Task directions — Give the lines below again exactly, starting with the line that holds "FTdx10 roofing filter support" and going on through the line that holds "### The truth (from the manual)".

[Saved entries]
- - - - - - -

PR #80, opened 2026-07-17
FTdx10 roofing filter support

fabiojvalente:
# Roofing filter CAT control: FTdx10 support + FTDX3000 read-code fix

## Summary

This branch adds working CAT control of the roofing filter on the **FTdx10**,
and corrects the roofing-filter read-back handling on the **FTDX3000**. Both
radios use the same `RF` CAT command as the FTdx101 family, but each has a
model-specific quirk that the previous code got wrong.

- **FTdx10:** roofing filter is now selectable from the VFO panels (it was
  previously assumed to be automatic / uncontrollable). A dead, incorrect `RU`
  handler was removed.
- **FTDX3000:** roofing control already existed but mislabelled 600 Hz / 300 Hz
  and desynced the dropdown in AUTO, because the RF *read* code space differs
  from the RF *set* code space. Read-backs are now normalised.

Verified against the FTdx10 and FTDX3000 CAT Operating Manuals and Hamlib's
`rigs/yaesu/ft3000.c` roofing-filter table.

Screenshot 2026-07-17 at 09 15 25

---

### The bug
The code assumed the FtdX10 selects its roofing filter automatically and offered
no control. It also carried a `case "RU"` handler in `CatMessageDispatcher` that
claimed `RU` was the FtdX10 roofing filter (Auto/15k/6k/3k). Per the manual, `RU`
on the FtdX10 is actually **RX Clarifier Plus Offset** — nothing to do with
roofing — so that handler was dead and wrong.

### The truth (from the manual)
The FtdX10 controls its roofing filter with the `RF` command, single-receiver
style (P1 always `0`):

- Set: `RF0 P2;` — P2 set codes `1`=12 kHz, `2`=3 kHz, `4`=500 Hz, `5`=300 Hz (optional)
- Read: `RF0;` -> `RF0 P3;` — P3 read codes `6`=12 kHz, `7`=3 kHz, `9`=500 Hz, `A`=300 Hz

Note the FtdX10 has **no 1.2 kHz** filter, and its narrow standard filter is
**500 Hz**, not 600 Hz like the FTdx101.

### The fix
- `CatController`: removed FtdX10 from the "selected automatically" early-return
  (FT-710 stays there — it genuinely has no roofing CAT command); added
  `SetFtdx10RoofingFilterAsync` which maps read code -> set code, sends
  `RF0{setCode};`, reads back `RF0;`, and mirrors the result to **both** VFO
  slots (single receiver).
- `CatMessageDispatcher`: deleted the bogus `RU` handler; the `RF` read-back
  path now mirrors to both VFOs on single-receiver radios.
- `Index.cshtml`: roofing dropdown now shown for the FtdX10 (12 kHz / 3 kHz /
  500 Hz standard, 300 Hz optional).
- `Settings.cshtml`: FtdX10 section rewritten — CAT-selectable, single optional
  300 Hz checkbox (value `A`), replacing the previous wrong 1.2 kHz / 300 Hz
  checkboxes.
- `filter-scope-panel.js`: added an FtdX10 roofing Hz map (500 Hz, not 600 Hz).
- `CatMultiplexerService`: init only sends `RF1;` on dual-receiver models.

---

### The bug
The FTDX3000 roofing path treated the RF *read* answer (P3) as if it were the
*set* code (P2). Those two spaces differ on the FTDX3000: 600 Hz is set with `4`
but reads back as `7`, 300 Hz is set with `5` but reads back as `8`, and while in
AUTO the radio reports the filter currently in circuit via `4/5/6/9/A`. The
result: after selecting 600 Hz / 300 Hz, or when in AUTO, the read-back code
didn't match any dropdown value, so the control mislabelled the filter and the
dropdown desynced. The filter-scope panel's `ROOFING_HZ_3000` map was also
shifted/wrong (`3=600`, plus a bogus `5=150`).

### The fix (send path deliberately unchanged)
- New shared table `Services/Ftdx3000Roofing.cs` — single source of truth for the
  set-code names (P2), read-code names (P3), and a read->set normaliser, matching
  the CAT manual and Hamlib's `ft3000.c`.
- `CatController`: both VFO handlers now call `SetFtdx3000RoofingFilterAsync`,
  which still **sends the same `RF0{code};` for codes 0-5 as before** (so 15k/6k/
  3k are byte-for-byte unchanged), then normalises the read-back to the dropdown
  set-code space and mirrors to both VFO slots.
- `CatMessageDispatcher`: single-receiver `RF` read-backs are normalised for the
  FTDX3000 (via a new `RadioModel` field on `RadioStateService`) so init/AI
  broadcasts of 600/300/AUTO no longer desync the dropdown. FtdX10 is untouched.
- `RadioStateService` / `RadioInitializationService`: added a `RadioModel` field,
  set at startup, so the dispatcher can distinguish FTDX3000 from other
  single-receiver radios.
- `filter-scope-panel.js`: `ROOFING_HZ_3000` corrected to match the dropdown set
  codes (`1=15k, 2=6k, 3=3k, 4=600, 5=300`); Auto (`0`) draws no roofing outline.

### Not changed
- The FTDX3000 send codes for `1`/`2`/`3` (and all others) are untouched, so the
  common case cannot regress.
- No FTDX3000 dropdown option changes.

---

## Files changed
- `Controllers/CatController.cs`
- `Services/CatMessageDispatcher.cs`
- `Services/RadioStateService.cs`
- `Services/RadioInitializationService.cs`
- `Services/CatMultiplexerService.cs`
- `Services/Ftdx3000Roofing.cs` (new)
- `Pages/Index.cshtml`
- `Pages/Settings.cshtml`
- `wwwroot/js/ui/filter-scope-panel.js`

### DIFF
--- a/Controllers/CatController.cs
+++ b/Controllers/CatController.cs
@@ -717,19 +717,22 @@ namespace Yaesu_Web_Control.Controllers
             { "A", "5" }   // 300 Hz (option)
         };
 
-        // FTdx10 roofing filter display names (RU command code -> display name)
+        // FTdx10 roofing filter display names (RF read code P3 -> display name)
         private static readonly Dictionary<string, string> FtdxTenRoofingFilterNames = new()
         {
-            { "1", "15 kHz" },
-            { "2", "6 kHz" },
-            { "3", "3 kHz" }
+            { "6", "12 kHz" },
+            { "7", "3 kHz" },
+            { "9", "500 Hz" },
+            { "A", "300 Hz" }
         };
 
-        // FTDX3000 roofing filter display names (RF0x code -> display name)
-        private static readonly Dictionary<string, string> Ftdx3000RoofingFilterNames = new()
+        // FTdx10 roofing filter set codes (read code P3 -> set code P2 used in RF command)
+        private static readonly Dictionary<string, string> FtdxTenRoofingFilterSetCodes = new()
         {
-            { "0", "Auto" }, { "1", "15 kHz" }, { "2", "6 kHz" },
-            { "3", "3 kHz" }, { "4", "600 Hz" }, { "5", "300 Hz" }
+            { "6", "1" },  // 12 kHz
+            { "7", "2" },  // 3 kHz
+            { "9", "4" },  // 500 Hz
+            { "A", "5" }   // 300 Hz (optional)
         };
 
         [HttpPost("roofingfilter/a")]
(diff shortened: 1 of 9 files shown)


fabiojvalente:
Good morning@mm5agm 
Quick note: The ftdx3000 changes where based on the CAT control manual and I'm not able to confirm them, the FTDX10 ones however are working as expected :)

mm5agm:
Hi Fabio,

Just merged #80 — thank you. The roofing-filter work is excellent: properly researched against the CAT manuals and Hamlib, the FTDX3000 read-vs-set code fix is exactly right, and getting the FTdx10 roofing filter actually controllable is a real improvement. That's now on `develop`.

More generally — your contributions have been consistently thoughtful and well-tested (#79 and now #80), and you keep spotting genuine issues. It's genuinely appreciated, and I'd like to make it easier for you to work on YWC: I've **added you as a collaborator** on the repo. You should see an invitation. Once you accept, you can push branches straight to the repo and open PRs from them without needing your own fork. I've kept branch protection on `develop`/`main`, so everything still comes in via PR and I'll review/merge as normal — nothing changes there, it just saves you the fork step.

One thing I'd like to do: **credit you properly in the README.** Could you let me know your **callsign** (and how you'd like your name to appear) so I can add you to a contributors section?

Thanks again — really glad to have you involved.

73, Colin MM5AGM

- - - - - - -

Written response —
FTdx10 roofing filter support

fabiojvalente:
# Roofing filter CAT control: FTdx10 support + FTDX3000 read-code fix

## Summary

This branch adds working CAT control of the roofing filter on the **FTdx10**,
and corrects the roofing-filter read-back handling on the **FTDX3000**. Both
radios use the same `RF` CAT command as the FTdx101 family, but each has a
model-specific quirk that the previous code got wrong.

- **FTdx10:** roofing filter is now selectable from the VFO panels (it was
  previously assumed to be automatic / uncontrollable). A dead, incorrect `RU`
  handler was removed.
- **FTDX3000:** roofing control already existed but mislabelled 600 Hz / 300 Hz
  and desynced the dropdown in AUTO, because the RF *read* code space differs
  from the RF *set* code space. Read-backs are now normalised.

Verified against the FTdx10 and FTDX3000 CAT Operating Manuals and Hamlib's
`rigs/yaesu/ft3000.c` roofing-filter table.

Screenshot 2026-07-17 at 09 15 25

---

### The bug
The code assumed the FtdX10 selects its roofing filter automatically and offered
no control. It also carried a `case "RU"` handler in `CatMessageDispatcher` that
claimed `RU` was the FtdX10 roofing filter (Auto/15k/6k/3k). Per the manual, `RU`
on the FtdX10 is actually **RX Clarifier Plus Offset** — nothing to do with
roofing — so that handler was dead and wrong.

### The truth (from the manual)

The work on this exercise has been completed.